Slices from at least 3 different WT and KO animals were frozen and processed in parallel (biological replicate). After freezing, samples were transferred into cryovials containing 1% glutaraldehyde, 2% osmium tetroxide, and 1% ddH2O in anhydrous acetone in an AFS2 (Leica) with the following temperature program: −90°C for 72 h, heating to −60°C in 20 h, −60°C for 8 h, heating to −30°C in 15 h, −30°C for 8 h, heating to −20°C in 8 h. After staining with 1% uranyl acetate, samples were infiltrated and embedded into Epon and backed 48 h at 60 °C. Serial 40-nm sections were cut using a microtome (Leica) and collected on formvar-coated single-slot grids (Science Services GmbH). Before imaging, sections were contrasted with 2.5% (wt/vol) uranyl acetate and lead citrate. Samples were imaged in a FEI Tecnai G20 TEM operating at 80-120 keV and images taken with a Veleta 2K × K CCD camera (Olympus) and analyzed with a custom-written ImageJ (NIH) and MATLAB (The MathWorks, Inc.) script.
Statistical Analysis
For electrophysiological experiments in brain slices, numbers of experiments are indicated in n/N, while n represents the number of brain slices and N the number of animals. Sample size estimation was done as published previously30.

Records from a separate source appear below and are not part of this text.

PR #7283, opened 2017-09-12
Use halt-on-error mode for LCALS

mppf:
To allow LCALS to run in release-over-release testing,
don't use try! and instead just remove the `module main` declaration
so we get halt-on-error mode.

Discussed with @daviditen.
Tested release/examples/benchmarks/lcals with and without -performance.
Verified LCALS still builds with make.

### DIFF
--- a/test/release/examples/benchmarks/lcals/LCALSMain.chpl
+++ b/test/release/examples/benchmarks/lcals/LCALSMain.chpl
@@ -1,1160 +1,1154 @@
-module main {
-  use FileSystem;
-  use LCALSParams;
-  use LCALSEnums;
-  use LCALSDataTypes;
-  use LCALSLoops;
-  use LCALSStatic;
-  use LCALSConfiguration;
-  use LCALSChecksums;
+use FileSystem;
+use LCALSParams;
+use LCALSEnums;
+use LCALSDataTypes;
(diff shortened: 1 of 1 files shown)


mppf:
@daviditen - could you look at this? Should we get LCALS to compile with generateTimingReport? If so, would it be acceptable to remove the outer `module main` ?

daviditen:
The old-style out error change looks fine.

Yes, I think `generateTimingReport` should be kept working - it's the output version that is intended to be identical to the reference's output.

If removing the `module main` helps with that it's fine with me to remove it.

mppf:
How do I activate generateTimingReport, for testing?

daviditen:
It's controlled by the `config param outputFormat`.  Setting it to OutputStyle.REFERENCE, or just leaving it as the default will use `generateTimingReport`.  Compiling with the Makefile leaves it alone, so that works too.

bradcray:
Belatedly, I'm realizing that LCALS still won't give us release-over-release numbers back very far due to the Barrier -> Barriers renaming.  Sorry to have introduced hassle, and if you guys like the try! approach better, feel free to back this out.  That said, I sortof like having the "entry point" module not be named, stylistically (so would stick with this refactoring anyway, personally).

PR #7285, opened 2017-09-12
Fix block rankchange bug

benharsh:
Testing:
- [x] full local
- [x] full gasnet

### DIFF
--- a/modules/dists/BlockDist.chpl
+++ b/modules/dists/BlockDist.chpl
@@ -1531,11 +1531,11 @@ proc BlockArr.doiBulkTransferFrom(Barg, viewDom)
   if debugBlockDistBulkTransfer then
     writeln("In BlockArr.doiBulkTransferFrom()");
 
-  if this.rank == Barg.rank {
-    const Dest = this;
-    const Src = chpl__getActualArray(Barg);
-    const srcView = chpl__getViewDom(Barg);
-    type el = Dest.idxType;
+  const Dest    = this;
+  const Src     = chpl__getActualArray(Barg);
+  const srcView = chpl__getViewDom(Barg);
+  type el       = Dest.idxType;
+  if Dest.rank == Src.rank {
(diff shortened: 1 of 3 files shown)


benharsh:
@bradcray : here's the quick fix for this particular bug. A more general solution is provided by the API changes described in #5310 .

modules/dists/BlockDist.chpl
```diff
@@ -1531,11 +1531,11 @@ proc BlockArr.doiBulkTransferFrom(Barg, viewDom)
...
-  if this.rank == Barg.rank {
-    const Dest = this;
-    const Src = chpl__getActualArray(Barg);
-    const srcView = chpl__getViewDom(Barg);
-    type el = Dest.idxType;
+  const Dest    = this;
+  const Src     = chpl__getActualArray(Barg);
+  const srcView = chpl__getViewDom(Barg);
+  type el       = Dest.idxType;
+  if Dest.rank == Src.rank {
```
bradcray: Does this conditional have the effect of simply saying "never try to do a bulk transfer on a rank-change slice?"

benharsh: Yes, and that's what we do already. The problem was that the rank check was done at runtime, leading the compiler to attempt to resolve the problematic code in the if-statement.

bradcray: OK, I'm good to merge then.  

To whet my appetite: Does the "more general solution" of the future attempt to do bulk transfers on rank change slices?

benharsh: The more general solution requires domain map authors to opt-in to bulk-transfers involving rank-changes by implementing a param method named ``doiCanBulkTransferRankChange`` that returns true. Though I generally want to reduce the number of bulk-transfer methods, rank-changes are sufficiently tricky that it seems worth the extra cruft.

Issue #7261, opened 2017-09-11
error handling: returning errors from writeThis


mppf:
The `writeThis`, `readWriteThis`, and `readThis` methods can be provided on a type to implement how that type is written or read.

As part of the error handling effort for Chapel 1.16, many I/O functions now are marked `throws`. Some of these might be called by the above methods like `writeThis`.

Currently, if there is an error performing I/O in support of `writeThis`/..., an error code is saved in the relevant channel. Then, subsequent attempts to do I/O on that channel as part of `writeThis` will instead do nothing and preserve the error.

This method of saving an error code in the channel doesn't fit with the `throws` style errors that we'd like to be able to use, however. In particular, one might imagine wanting to have a `writeThis`/... that can throw an arbitrary user error.

At the time of this writing, `channel.writef` or `channel.write` are marked `throws`, but the I/O operator `<~>` is not. Instead, the I/O operator always saves the "error" state in to the channel. For this reason, PR #7245 changes several calls to `write` to calls to `<~>` as a workaround for this issue. Longer term though, I think we want `<~>` to be equivalent to `channel.write`.

We could:
1. make writeThis/... throws, and save the error state in the channel record. This strategy has the advantage of allowing arbitrary exceptions to be thrown by writeThis/..
2. make writeThis/... optionally return an error code
3. expect writeThis/... authors to manage explicitly setting an error code on the channel if an error is encountered

BryantLam:
Just ran into this again (because I keep forgetting). Tried to do the equivalent of `try! f <~> data`.

BryantLam:
>     3. expect writeThis/... authors to manage explicitly setting an error code on the channel if an error is encountered

This is the status quo today and I haven't internalized the implications until now. Using the `<~>` operator seems somewhat problematic in that if the channel ever hits an error, all subsequent writes to it silently fail. (RIght?..) While I've not seen stdout/stderr fail before, I won't rule it out in an e.g., long-running job that suddenly stops writing to stdout/stderr/some log file vs. throwing an exception which has to be handled (but maybe the application is safe even if these writes silently fail?..).

mppf:
> Using the <~> operator seems somewhat problematic in that if the channel ever hits an error, all subsequent writes to it silently fail

It's possible to clear the error. Also I'm not sure I'd call it "silently failing". It's just within a `write` call that the error is hidden, and I/O calls ignored, until the `write` call retrieves the saved error and then `throws`.

[...]

PR #7293, opened 2017-09-13
Fix writeThis in network atomics module

ronawho:
Continuation/bug-fix of #7245. That PR adjusted several `writeThis` methods to
use `<~>` instead of `channel.write` since the operator saves an error code in
the channel instead of throwing. This was a workaround for the problem
discussed in issue #7261.

This makes the same change for network atomics, which was missed in that PR.

### DIFF
--- a/modules/internal/NetworkAtomics.chpl
+++ b/modules/internal/NetworkAtomics.chpl
@@ -183,7 +183,7 @@ module NetworkAtomics {
     }
 
     proc const writeThis(x) {
-      x.write(read());
+      x <~> read();
     }
   }
 
@@ -374,7 +374,7 @@ module NetworkAtomics {
     }
 
     proc const writeThis(x) {
-      x.write(read());
+      x <~> read();
     }
   }
 
@@ -565,7 +565,7 @@ module NetworkAtomics {
     }
 
     proc const writeThis(x) {
-      x.write(read());
+      x <~> read();
     }
   }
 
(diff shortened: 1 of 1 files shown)


ronawho:
Passes release/examples for ugni as well as `--performance --perflabel ml-` for ugni

ronawho:
@mppf I plan to merge this tonight to avoid testing failures, but I would appreciate a post-commit review.

Might also be worth taking a look at all the other `writeThis` methods in the module code to ensure there's no other infrequently tested cases being missed.

modules/internal/NetworkAtomics.chpl
```diff
@@ -755,8 +755,8 @@ module NetworkAtomics {
       _v = value;
     }
 
-    proc writeThis(const x) {
```
ronawho: Note that I changed the signature of this `writeThis` to match the others. I think it was just a typo in 41ae1eed844

mppf:
@ronawho - thanks very much for your help here. PR #7294, besides fixing nightly testing failures that have come up so far, also fixes a bunch of writeThis methods I found with grepping. Note that any writeThis that isn't in a module declaration is OK the old way (at least for now).

I'm finding it surprising how little we seem to test writeThis and dsiSerialWrite. I would have expected failures for the main distributions (block, cyclic, etc) with these but that didn't seem to happen in a standard paratest.

ronawho:
I don't think we're expected to manually test the different distributions (unless you're making huge changes to the distribution code)

IMO it's perfectly fine to let nightly testing do the heavy lifting and test all the various configs, because it's such a pain for us to manually configure/setup and test all the different configurations

For the PR that caused this, I probably wouldn't have thought to test ugni, I just happened to be doing some ugni performance runs and ran into this.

For gSTED, statistical analysis was done with SPSS Statistics software (IBM). Normality was assessed checking histograms and Q-Q plots. Pairwise comparisons were analyzed with the Mann-Whitney U test. Significance threshold α was set to 0.05. Only p values less than 0.05 were considered significant. Values corresponding to one WT animal measured displaying an extreme outlier were excluded from the whole MF-CA3 MUNC13-1/CaV2.1 data analysis, based on SPSS estimation of extreme values (value > Q3 + 3*IQR). Values are expressed as mean ± SEM, and n indicates the number of animal tested. Sample size estimation was done as published previously11.
For autaptic electrophysiological experiments, statistical analysis was done in Prism (Graphpad). First, the D’Agostino-Pearson test was applied to check whether data are normally distributed. If data were normally distributed, statistical significance was determined by using one-way ANOVA followed by Turkey post hoc test. For data which were not normally distributed, statistical significance was assessed using non-parametric Kruskal-Wallistest with Dunn’s post hoc test. Values are expressed as mean ± SEM, and n indicates the number of recorded autapses. Sample size estimation was done as published previously19,37.

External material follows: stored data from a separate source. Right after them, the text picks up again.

PR #7298, opened 2017-09-13
Support try/try! as an expression

mppf:
* Adds inTry and inTryBang fields on CallExpr
* adds PRIM_TRY and PRIM_TRY_BANG
* Adjusts parser to add PRIM_TRY / PRIM_TRY_BANG around try/try! expressions
* Adjust normalize pass to lower PRIM_TRY / PRIM_TRY_BANG by
   * marking the contained CallExprs appropriately
   * removing the primitive
   * (the actual transformation to do this is in errorHandling.cpp but called from normalize)
* Adds tests.

Why isn't it sufficient to use TryStmt? Because TryStmt is a *statement* and in particular it includes a block. We'd like to support try *expressions* in order to do things like support variable declarations that are initialized with a `try someCall()` or `try! someCall()`.

When modifying the parser, I learned from the Swift parser structure:
https://developer.apple.com/library/content/documentation/Swift/Conceptual/Swift_Programming_Language/Expressions.html#//apple_ref/doc/uid/TP40014097-CH32-ID383

Passed full local testing.

Reviewed by @psahabu and @lydia-duncan - thanks!


mppf:
@lydia-duncan - this is the try-expression change I was telling you about. Please let me know if you have any feedback on it.

@psahabu - could you review? Thanks.

mppf:
(note, I havn't committed a rebuilt parser yet - you have to do that if you want to try it out)

compiler/AST/expr.cpp
```diff
@@ -902,7 +910,10 @@ CallExpr::CallExpr(const char* name,
   argList(),
   partialTag(false),
   methodTag(false),
-  square(false) {
+  square(false),
+  inTry(false),
+  inTryBang(false)
```
lydia-duncan: Would it be useful to have this be set via an enum selector of some kind, since a particular expression is not able to be both a try and a try! expression?

compiler/passes/errorHandling.cpp
```diff
@@ -828,6 +841,84 @@ bool ErrorCheckingVisitor::enterCallExpr(CallExpr* node) {
   return true;
 }
 
+class NormalizeTryExprsVisitor : public AstVisitorTraverse {
```
lydia-duncan: I'd define this in a separate file, since it is intended to be used at normalize(), right?

mppf: yes. New file? Or in normalize?

compiler/AST/expr.cpp
mppf: I didn't do the enum because it makes it more complex but I could do it & then we'd just have 1 new field. Do you think that would be obviously better?

compiler/passes/errorHandling.cpp
lydia-duncan: I think new file

compiler/AST/expr.cpp
lydia-duncan: I'm not sure.  This is obviously a complicated issue and I know you've thought about it (likely more than I have).

At first, it seemed like if the outermost `try` was a `try!`, then it wouldn't particularly matter because the line number for the uncaught error would be the same to the user, but then I realized that you would care about any side effects caused by the operations in the other part of the expression (though do we guarantee a particular execution order for them semantically, or is it an implementation detail?).  So if it were true that a `try!` would bleed to the inner parts of the expression, then I think it would simplify things to just have that be the representation once one has been encountered.

And maybe it is true since the implementation here fills in both fields without necessarily denoting which one was most immediately relevant?  I'm still trying to wrap my head around the idea, apologies.

What was your thinking on how an outer `try!` should impact the inner statements?

lydia-duncan: Ugh, that's a little stream of consciousness.

To simplify that, the implementation seems to carry over the context into inner statements, which makes me wonder about the precedence of `try` and `try!` on the inner statements, and whether it would simplify the analysis should one be a stronger statement than the other.

compiler/passes/errorHandling.cpp
```diff
@@ -790,14 +790,27 @@ bool ErrorCheckingVisitor::enterCallExpr(CallExpr* node) {
...
+      bool inThrowingFunction = false;
+      if (FnSymbol* parentFn = toFnSymbol(node->parentSymbol)) {
+        inThrowingFunction = parentFn->throwsError();
+      }
+
+      if (insideTry || node->inTryBang) {
+
         // OK
+      } else if(node->inTry) {
+        if (!inThrowingFunction) {
```
psahabu: I'd add an ``// OK`` here to be consistent with the rest of these checks.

For electron microscopy experiments, the D’Agostino-Pearson omnibus test was used to check for normal distribution of data. The For WT vs. KO comparison, an unpaired t test with Welch’s correction was used for normally distributed data and the Mann-Whitney U test was used for not normally distributed data. Values are expressed as mean ± SEM, and n indicates the number of active zones analyzed. Sample size estimation was done as published previously11.
Author Contributions
M.M.B. designed and performed EM experiments and granule cell recordings
M.M. designed and performed gSTED experiments
C.W. designed and performed slice experiments M.M.B., C.R., M.M., S.S. and D.S. wrote the manuscript A.S., L.M.V. and P.B. assisted with slice recordings
B.B.A. and K.G. assisted with granule cell experiments
S.S., C.R. and D.S. designed experiments, supervised the project
Acknowledgement
This work was supported by the Deutsche Forschungsgemeinschaft (Collaborative Research Grant SFB 958 [to D.S. (A5), S.S. (A3, A6), C.R. (A5)] and Excellence Cluster Neurocure Exc257 (to D.S., S.S., and C.R.). We thank Melissa Herman and Gülcin Vardar for providing critical advice for writing the manuscript and Alexander Walter for providing the gSTED analysis script and comments. We thank Berit Söhl-Kielczynski, Anke Schönherr, Susanne Rieckmann und Lisa Züchner for technical support; and Jörg Breustedt for discussions. We thank the Charité viral core facility for virus production and the cellular imaging facility of the Leibniz-Forschungsinstitut für Molekulare Pharmakologie (FMP) for the use of the gSTED microscope. We thank Anna Fejtova and Eckart Gundelfinger for the RIM-BP2 antibody. We thank Martin Lehmann (FMP Berlin, Cellular Imaging Facility) for the use of the Leica gSTED microscope.